[plt-dev] new language dialog, iii

From: Robby Findler (robby at eecs.northwestern.edu)
Date: Sun Jan 31 07:58:51 EST 2010

On Sat, Jan 30, 2010 at 9:41 PM, Eli Barzilay <eli at barzilay.org> wrote:
> On Jan 30, Robby Findler wrote:
>> On Sat, Jan 30, 2010 at 6:15 PM, Eli Barzilay <eli at barzilay.org> wrote:
>> > On Jan 30, Robby Findler wrote:
>> >> And there are lots of other thigns that are observable if I do
>> >> that: thread creation, possibly or who knows what. And who knows
>> >> what strange state the user's program is in? Maybe the code
>> >> doesn't work when some strange parameter setting is done or
>> >> something like that.
>> >
>> > I still don't see your point.  There are already differences
>> > between drscheme and mzscheme in that drscheme runs more syntax
>> > expansions, and running the lang parser one more time sounds to me
>> > much less noticeable than that.
>>
>> No, that's only because you've got the errortrace checkbox checked.
>> You can uncheck it. That checkbox is just the same as setting up
>> errortrace yourself in a mred program and running it there, also.
>>
>> But that aside, this is worse because it runs at unpredictable times
>> (relative to the user program); DrScheme will need to get language
>> info whenever you edit the lang line, for example.
>
> The bottom line is that the reader belongs in the user's context.

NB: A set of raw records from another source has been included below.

PR #1572, opened 2021-04-28
Add buv to contributor list

buv:


hoffie (approved):
Thanks!
Commit history contains some commits more than necessary, but this should be solvable by sqash merging.

cc @gilgongo Please squash merge when you get around. :)

buv:
Thank you very much!

PR #1582, opened 2021-04-29
Server: Sync channel list right after connect

### LINKED ISSUE #1243: Improve client list synchronization or stop audio access during connect
**Describe the bug**

Client list updates are only sent when a ChanInfo protocol message has been received.
When some other event triggers an update (another client connects/disconnects/renames), state will be synchronized again.

**To Reproduce**

`channels.h:107`

**Expected behavior**

The list of participating (send/receive audio) clients should be transparent to all clients in all circumstances.

**Version of Jamulus**

3.7.0rc1

**Additional context**

I see two approaches for fixing this:

1. Make currently connecting clients transparent. This may lead to clients without a name showing up for some very short time (ideally). This might make it infeasable to continue running @softins's welcome message feature in Jamulus Explorer. :(
2. Do not accept audio from or send audio to unnamed clients.

@softins @pljones Thoughts?

hoffie:
Previously, the list of active channels was only distributed to clients when metadata such as names had changed. This allowed for clients to remain in a semi-connected state.

This change ensures that a complete channel list is sent as soon as a new client connects. Therefore, state is properly synced across all clients.

Fixes #1243.

Testing:
The difference can be observed when running client without `Protocol.CreateChanInfoMes`.
On a server without this PR, this client would be invisible to all previously connected clients.
On a server with this this PR, the client will be visible right away.

@softins Can you check how that works in combination with Jamulus Explorer's welcome message scraping? I fear it would cause a channel with an empty name to appear for a very short time. :(
With this approach, I could only think about delaying this synchronization step to avoid this. This would have the downside of not completely fixing this though.
A completely different approach is given in #1243 as Option 2.

### DIFF
--- a/src/server.cpp
+++ b/src/server.cpp
@@ -665,6 +665,9 @@ void CServer::OnNewConnection ( int          iChID,
     // send recording state message on connection
     vecChannels[iChID].CreateRecorderStateMes ( JamController.GetRecorderState() );
 
+    // ensure that all other clients know about the new one
+    CreateAndSendChanListForAllConChannels();
+
     // reset the conversion buffers
     DoubleFrameSizeConvBufIn[iChID].Reset();
     DoubleFrameSizeConvBufOut[iChID].Reset();


softins:
> @softins Can you check how that works in combination with Jamulus Explorer's welcome message scraping? I fear it would cause a channel with an empty name to appear for a very short time. :(

OK, will do.

> With this approach, I could only think about delaying this synchronization step to avoid this. This would have the downside of not completely fixing this though.
> A completely different approach is given in #1243 as Option 2.

In fact, of the two options in #1243, I actually preferred option 2, but hadn't had the opportunity to investigate it.

softins:
I have just tried running this branch and registering it to `private.jamulus.io`. I connected to it from a GUI client. I then used Explorer to fetch the welcome message, and did indeed get a brief flash of the Explorer client in the GUI.

pljones:
> I'm not totally opposed to it though.

I am.  I'd rather have Explorer show that it's connected, snatched the welcome message and left without as much as a "Hi, how y'doin'?".

hoffie:
Another thought regarding keeping Explorer's welcome message scraping working: If we really want this PR (I'd be OK with not merging it if we have #1589), we could add a CLM_REQ_WELCOME_MESSAGE protocol message, which would allow Explorer to keep using the existing code for <=3.7.0 and use the CLM-based approach for >=3.8.0.
Adding these protocol extensions would add code again, so it would need consideration of course.

softins:
Personally, I don't think we need this PR if we have #1589.

hoffie:
Alright, I'm therefore closing this for now. Feel free to reopen if you feel otherwise.

PR #1588, opened 2021-04-30
Settings: Remember last used tab & move mixer rows setting to "My Profile"

dcorson-ticino-com:
If Settings window shown at program start, last tab is shown.
last state saved in ini file.
Some redundant code concerning tab change removed.

### DIFF
--- a/src/clientdlg.cpp
+++ b/src/clientdlg.cpp
@@ -243,16 +243,19 @@ CClientDlg::CClientDlg ( CClient*         pNCliP,
     QMenu* pViewMenu = new QMenu ( tr ( "&View" ), this );
 
     pViewMenu->addAction ( tr ( "&Connection Setup..." ), this,
-        SLOT ( OnOpenConnectionSetupDialog() ) );
+        SLOT ( OnOpenConnectionSetupDialog() ), QKeySequence ( Qt::CTRL + Qt::Key_C ) );
 
     pViewMenu->addAction ( tr ( "My &Profile..." ), this,
-        SLOT ( OnOpenMusicianProfileDialog() ) );
+        SLOT ( OnOpenUserProfileSettings() ), QKeySequence ( Qt::CTRL + Qt::Key_P ) );
 
     pViewMenu->addAction ( tr ( "C&hat..." ), this,
-        SLOT ( OnOpenChatDialog() ) );
+        SLOT ( OnOpenChatDialog() ), QKeySequence ( Qt::CTRL + Qt::Key_H ) );
 
-    pViewMenu->addAction ( tr ( "&Settings..." ), this,
-        SLOT ( OnOpenGeneralSettings() ) );
+    pViewMenu->addAction ( tr ( "Audio/Network &Settings..." ), this,
+        SLOT ( OnOpenAudioNetSettings() ), QKeySequence ( Qt::CTRL + Qt::Key_S ) );
+
+    pViewMenu->addAction ( tr ( "A&dvanced Settings..." ), this,
+        SLOT ( OnOpenAdvancedSettings() ), QKeySequence ( Qt::CTRL + Qt::Key_D ) );
 
     // optionally show analyzer console entry
     if ( bShowAnalyzerConsole )
@@ -862,12 +865,17 @@ void CClientDlg::OnNumClientsChanged ( int iNewNumClients )
     SetMyWindowTitle ( iNewNumClients );
 }
 
-void CClientDlg::OnOpenGeneralSettings()
+void CClientDlg::OnOpenAudioNetSettings()
 {
     ShowGeneralSettings ( SETTING_TAB_AUDIONET );
 }
 
-void CClientDlg::OnOpenMusicianProfileDialog()
+void CClientDlg::OnOpenAdvancedSettings()
+{
+    ShowGeneralSettings ( SETTING_TAB_ADVANCED );
+}
+
+void CClientDlg::OnOpenUserProfileSettings()
 {
     ShowGeneralSettings ( SETTING_TAB_USER );
 }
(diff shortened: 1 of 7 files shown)


src/clientsettingsdlg.cpp
```diff
@@ -652,7 +652,7 @@ CClientSettingsDlg::CClientSettingsDlg ( CClient*         pNCliP,
     QObject::connect ( tabSettings, &QTabWidget::currentChanged,
         this, &CClientSettingsDlg::OnTabChanged );
 
-    tabSettings->setCurrentIndex ( iTabIdx );
+    tabSettings->setCurrentIndex ( pSettings->iSettingsTab ); //pSettings->iSettingsTab
```
pljones, line 655: I guess the comment was whilst copy/pasting?  It can go, right?

src/settings.cpp
```diff
@@ -533,6 +533,13 @@ if ( GetFlagIniSet ( IniXMLDocument, "client", "defcentservaddr", bValue ) )
         bWindowWasShownConnect = bValue;
     }
 
+    // selected Settings Tab
+    if ( GetNumericIniSet ( IniXMLDocument, "client", "settingstab",
```
pljones, line 537: clang-format will have line width somewhere around the 150 mark, so some lines are wrapped a bit narrow.

src/settings.cpp
```diff
@@ -533,6 +533,13 @@ if ( GetFlagIniSet ( IniXMLDocument, "client", "defcentservaddr", bValue ) )
...
+         0, 3, iValue ) )
```
hoffie, line 538: Really minor and haven't tested it, but if `0, 3` is the inclusive range of permitted values and  there are only three tabs, then I think this should rather be `0, 2` to permit indices 0, 1, and 2?

src/clientdlg.cpp
```diff
@@ -858,6 +858,16 @@ void CClientDlg::OnNumClientsChanged ( int iNewNumClients )
...
 }
 
+void CClientDlg::OnOpenGeneralSettings()
+{
+    ShowGeneralSettings( SETTING_TAB_AUDIONET );
+}
+
+void CClientDlg::OnOpenMusicianProfileDialog()
+{
+    ShowGeneralSettings( SETTING_TAB_USER );
```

This is true when you're running the program, I agree. But I don't
think that this is true when the PDE is examining the program and
giving you feedback about it.

> Pushing it to some new sandbox is not going to make things right: it
> will be difficult to do, it will make language readers very restricted
> (for example, they won't be able to consult random files), and the
> reader would *still* need to be completely side-effect-free.  For
> example of the last point, if the reader consults some external
> resource to decide on some unique id, then it will make two decisions
> for the two cases.

I don't see any connection between creating a second user area and
allowing/disallowing file access. Its allowed in the first one, why
not the second one?

No, my point is that the user area created for running the program
should only be running the program.

For example, imagine you had a program that started creating threads
and killed itself after 20 threads were created. You don't want that
program to die early just because the #lang line is being edited
(which triggers a few extra threads to be created in the user's
space).

> If you really want to avoid running it twice, and if you want it to
> run in the user context (which IMO is a requirement), then the only
> other way I can think of is setting up some event listener --
> something like a parameter that holds a function that will be invoked
> as soon as the language is parsed.  DrScheme could then hook on to
> that and display the text with the exact information.

Something like that would be fine for figuring out the "Language:
<what goes here?>" line in the interactions window, but won't work
well when figuring out the tabbing mode or the syntax coloring mode,
etc, sine the program is not even run to figure that out.